# Black lombardy platter



## Twig Man (Aug 22, 2012)

This is some black lombardy popalar I recieved from James . I made a platter for my wife. This was my first attempt at a platter. I hope she likes it.


----------



## davduckman2010 (Aug 22, 2012)

beutiful peice of wood there twig . cant wait to see it done she will love it duckman:


----------



## Kevin (Aug 22, 2012)

Nice job there John.
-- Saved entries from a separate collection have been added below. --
PR #479, opened 2022-11-09
fix: 200 OK should always include empty tiles set

tiftran:


src/server/cache.rs
```diff
@@ -246,7 +247,11 @@ impl Tiles {
                 if cache_control_header {
                     builder.insert_header(self.cache_control_header());
                 }
-                builder.finish()
+                if self.always_ok {
+                    builder.body(EMPTY_TILES.as_str())
```
tiftran, line 251: 🙈  this is really jank, but i wasn't sure how to do this properly. I understand that `.body()` returns a response and I can't reuse the response builder?

pjenvey: Not jank at all, this is actix-web's way of doing this.

This should also set a json content-type:

```suggestion
                    builder
                        .content_type("application/json")
                        .body(EMPTY_TILES.as_str())
```

I thought `test::read_body_json` checked for such a content-type but apparently not. Let's add a check for it in the new test (a few of the other tests already have this code). We could consider adding a `read_body_json_strict` function that does both, but that's not critical for this PR.

pjenvey (changes requested):

pjenvey (approved):

PR #488, opened 2022-12-14
chore: tag 1.10.0

tiftran:


ncloudioj:
Let's also update the versions in `test-engineering` [here](https://github.com/mozilla-services/contile/blob/main/test-engineering/contract-tests/volumes/client/scenarios.yml#L501) and [here](https://github.com/mozilla-services/contile/blob/main/test-engineering/contract-tests/volumes/client/scenarios_tiles_cache.yml#L91) (there are a couple of those in `scenarios_tiles_cache.yml`).

ncloudioj (approved):
:shipit:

If the missus don't like it let me know I'll give it to mine - I bet she'd love it (I know yours will too).


----------



## txpaulie (Aug 23, 2012)

Lovely bit of carving work!

Did you use a router for that..?

p


----------



## Twig Man (Aug 23, 2012)

I used an angle grinder and a dremmel tool to make this piece. And I recieved this wood from James the horse trader. Sorry for the mistake:dash2:


----------



## JMC (Aug 23, 2012)

Beautiful piece. Oysters on the half shell would go really well with it.


----------



## Twig Man (Aug 23, 2012)

Folks if yall can get some of this wood jump on it. The pics really dont do it justice. I think james may have some left


----------



## JMC (Aug 23, 2012)

Thanks for the mention and yes I do. After seeing how nice it looks I'll be posting some more of it pretty quick.


----------